WORK TASK: What is the number of lines in the data that hold the string "linkages"? Reply with that number only.
<<<<
PR #549, opened 2015-04-12
Possible conflict between parameters "fields" and "include" #476. Option 2: independence

hhware:

Issue #497, opened 2015-03-21
Explain how "in-between" resources for the "include" parameter should be handled


gmta:
The format documentation states the following:

> In order to request resources related to other resources, a dot-separated path for each relationship name can be specified:
> 
> GET /articles/1?include=comments.author
> 
> Note: A request for comments.author should not automatically also include comments in the response.

Now if the relation `comments.author` references to resources of type `people`, how do I know that the resources in the `included` key reference the `comments.author` relationship? In other words, how would the response look like if I were to execute the following request:

```
GET /articles/1?include=comments.author,author
```

Given that there exists a link called `author` that references a resource of type `people`. How would I differentiate between the two relations when I do not have any information about the `comment` resources that live in between the `article` and `people` resources?

I could not find anything explaining how I should handle such a request and I think that [this paragraph](http://jsonapi.org/format/#fetching-includes) could include an example.

bintoro:
I believe the `articles` resources would look like this:

``` json
{
  "type": "articles",
  "id": "1",
  "title": "Rails is Omakase",
  "links": {
    "author": {
      "self": "/articles/1/links/author",
      "related": "/articles/1/author",
      "linkage": { "type": "people", "id": "9" }
    },
    "comments.author": {
      "self": "/articles/1/comments/links/author",
      "related": "/articles/1/comments/author",
      "linkage": [{
        "type": "people",
        "id": "11"
      }, {
        "type": "people",
        "id": "12"
      }]
    }
  }
}
```

We do need an example of this in the spec, for sure. I'm trying to set up a separate section for advanced examples. This one would fit right in.

gmta:
Right, but wouldn't that require more changes to the format? For example, if I look at the definition for `links` I get:

> The value of the "links" key is a JSON object (a "links object") that represents related resources, keyed by the name of each association.

The word "association" appears one other time in the entire format description - in an unrelated note.

I'm new to JSON API and although I like the format, I find it hard to pinpoint definitions such as these.

bintoro:
@GMTA, you're right. Definitions and terminology have not been strong points of JSON API, but lately there's been huge progress towards fixing all that. Let's keep the issue open until this case has been addressed, too.

As for pinpointing definitions, I'm planning a PR that overhauls the formatting of all primary definitions, but I can't submit it right now with so many PRs pending.

bintoro:
[...]

PR #580, opened 2015-04-28
Resolve formal contradiction between `fields` and `include`

ethanresnick:
In #476, @hhware pointed out that there's a contradiction between:
1. the requirement that a relationship name in the `include` parameter "MUST be identical to the key in the links section of its parent resource object" and 
2. the possibility that the key for the relationship might not exist in the parent resource object, because it's been excluded by `fields`.

We devised two ways to fix this. 
1. Require that linkage pointing to the included related resources must not be excluded by `fields`. This was expressed originally in #548 and then in the simplified #579.
2. Remove the formal contradiction, but explicitly allow the linkage pointing to the `included` resources to be removed by fields. This approach was represented in #549 and I'm offering a simplified PR for it here.

Whether to go with this PR or #579 depends on the semantics we want for `include`, which we should finish debating first in #497. I just wanted to open this PR to have a concise representation of option 2, as #549 snuck in considerations (like [restrictions on `TYPE`](as a counterpart to #579)) that are beyond the scope of this issue.

### DIFF
--- a/format/index.md
+++ b/format/index.md
@@ -887,9 +887,10 @@ section of the compound document.
 
 The value of the `include` parameter **MUST** be a comma-separated (U+002C
 COMMA, ",") list of relationship paths. A relationship path is a dot-separated
-(U+002E FULL-STOP, ".") list of relationship names. Each relationship name
-**MUST** be identical to the key in the `"relationships"` member of its parent
-resource object.
+(U+002E FULL-STOP, ".") list of relationship names.
+
+If a server is unable to identify a relationship path or does not support
+inclusion of resources from a path, it **MUST** respond with 400 Bad Request.
 
 > Note: For example, a relationship path could be `comments.author`, where
 `comments` is a relationship listed under a `articles` resource object, and


hhware:
IMHO, this option is better than #579 (I explained my reasoning in detail [here](https://github.com/json-api/json-api/issues/497#issuecomment-87162174)).

ethanresnick:
**EDIT**: Ok, I've rebased this to account for our renaming of `"links"` to `"relationships"` in resource objects. 

Also, the concept of a relationship name is actually defined now in the Relationships section, where we say "The name of the relationship is its key in the relationship object." Therefore, I think one could argue that we don't need this language at all about "Each relationship name **MUST**...". However, I don't think it hurts anything, and it arguably adds clarity, so I've left it in for now.

But before I actually add try to write the exception to the "full linkage" requirement, @dgeb, can you comment on https://github.com/json-api/json-api/pull/641#issuecomment-104376564? Because, if we restricted `include` only to endpoints that return resources or collections of resources, I think specifying the "full linkage" requirement, and the `fields` exception to it, would be much easier.

Note also that the current wording of the "full linkage" requirement could still leave us with problems like that identified in #624.

ethanresnick:
Thanks for responding in #641, @dgeb. As I mentioned there, I have been trying to write up a PR for this recently, but all my attempts at specifying the correct behavior have come out very, very messy. Maybe you can take a stab at it?

Here are some observations from my explorations, though, in case they help:
1. Redefining a "relationship path" as "a list of _potential_ relationship names" seemed to simplify things. This idea of potential relationship names comes from the fact that (as I discussed [here](https://github.com/json-api/json-api/pull/674#issuecomment-105496201)) an entry in what the relationship path might _sometimes_ point to a valid relationship and sometimes not, depending on whether or not the data has a schema and the collection on which the relationship is being looked up is homogeneous. This is distinct from the issue, which our prior rewordings were addressing, that a relationship that actually does _exist_ might not be _visible_ in the payload because of `fields`. (Also, considering the above, we might want to rename "relationship path" to "include path" or similar.)
2. When the user provides an `include` parameter, the items in the `included` collection must be a function of the `include` paths; the server shouldn't be able to provide arbitrary extra items. And, yet, when no `include` parameter is provided, the server can provide (as a default) any arbitrary items it wishes to include, so long as they're given linkage to the primary data—even if no include path could pick out that particular set of resources for inclusion. For example, the server might include only the first 5 comments in the response, even though `?include=comments` would bring in all of them. (Or, if the `comments` relationship is paginated, and `include` is supposed to respect that pagination, then `include` still would require bringing in the entire first page, which might be larger. Also: we need to specify that include works with pagination too, if its supposed to. Ugh.)
3. Because the server can include whatever it wants when no `include` parameter is present, the full linkage requirement is adequate for that case. But, when an `include` path is present, it seems intuitively to require that _specific_ relationships have linkage. And, on that front, the full linkage requirement as it's currently specified still has the #624 loophole, just in reverse. That is, with my [example](https://github.com/json-api/json-api/issues/624#issue-77354760) `/companies/abc` resource, a request for `/companies/abc?include=owner` could respond with the included owner, but then linkage only on the `"ceo"` relationship, because that relationship's linkage happens to connect the primary data to the included resources. I think we're going to have to either: 1) decide that fixing loopholes like this is pedantry and leave it to implementors to understand what we mean, which they're likely to do; or 2) specify much more detailed rules that say explicitly that the _relationships_ picked out by the include path's segments **MUST** specify linkage unless there's a `fields` restriction. Option (2) is the road I went down at first, and it wasn't too hard to specify the requirements as a procedural algorithm, but it was much messier to do it as a set of declarative constraints, in the style of the rest of the spec.

Again, maybe someone else will have more success...

tkellen:
I'm going to take a look at this later today... just chiming in now to say that I hear your pain. I've tried to formally define this a few times too!

ethanresnick:
Sounds good, @tkellen! Who knew this "one small thing" was gonna cause such a headache :)

dgeb:
How about replacing the problematic sentence with a statement about the server's responsibility:

> If a server is unable to identify a relationship path or does not support inclusion of resources from a path, it **MUST** respond with `400 Bad Request`.

I agree with @ethanresnick's statement that "the concept of a relationship name is actually defined now in the Relationships section" and I think that any attempt to redefine relationship names just adds confusion.

tkellen:
I'm +1 to @dgeb's simplification here. I feel like trying to nail this edge case down with precise normative text is unnecessary. I don't think we'll leave any meaningful loopholes open with his resolution. What say you @ethanresnick ?

ethanresnick:
Fine with me! I've updated the text to match @dgeb's suggestion. The loopholes and the unspecified cases seem small enough for 1.0.

dgeb:
Thanks @ethanresnick :+1:

hhware:
@dgeb, an elegant eluding resolution!

Issue #536, opened 2015-04-02
Official extension proposal: Embedding related resources


dgeb:
The spec has been dancing around the concept of embedding related resources in create / update requests for some time (ref #131, #165, #202).

I don't favor "side-posting" (see #202) as a general solution because:
- it potentially merges "new" and "pre-existing" objects in a single representation of linkage
- it relies on client-generated IDs to provide linkages

Instead, the alternative that I've favored is the [JSON Patch extension](http://jsonapi.org/extensions/jsonpatch/). The order of operations explicitly requires related resources to be created before parent resources, so there's no ambiguity.

However, there are some problems with proposing the JSON Patch extension as a general solution:
- it is not additive to the base spec, and therefore requires a lot more work to implement
- it also relies on client-generated IDs to provide linkages

So, I'd like to propose an extension that has none of the limitations of side-posting or JSON Patch: an official "embedded" extension. Here's how I envision it:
>>>>
PROBLEM SOLUTION: 2